▸ How to complete this task: Your answer must be the exact lines from the one holding "Add component diagram" through the final line of the records below, both included, and nothing more.

▸ Working data:
PR #193, opened 2021-04-16
Add component diagram

neilkidd:
### What is the problem we're trying to solve

We're looking to improve documentation and visuals of the different systems that make up the Social Care system. Social Care System Architecture provides the high-level view and for lower level diagrams, these will live within the individual repos but linking back to the architecture repo.

### What changes have we introduced

This PR adds a component diagram for the service API. It's been created by using PlantUML

### Still to do
 
- [x] Add guidance for how to update the diagram has also been added to the README.
- [x]  Update descriptions of repos in container diagram in the architecture repo.


chubberlisk (approved):
💯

▸ Exercise result:
Add component diagram

neilkidd:
### What is the problem we're trying to solve

We're looking to improve documentation and visuals of the different systems that make up the Social Care system. Social Care System Architecture provides the high-level view and for lower level diagrams, these will live within the individual repos but linking back to the architecture repo.

### What changes have we introduced

This PR adds a component diagram for the service API. It's been created by using PlantUML

### Still to do
 
- [x] Add guidance for how to update the diagram has also been added to the README.
- [x]  Update descriptions of repos in container diagram in the architecture repo.


chubberlisk (approved):
💯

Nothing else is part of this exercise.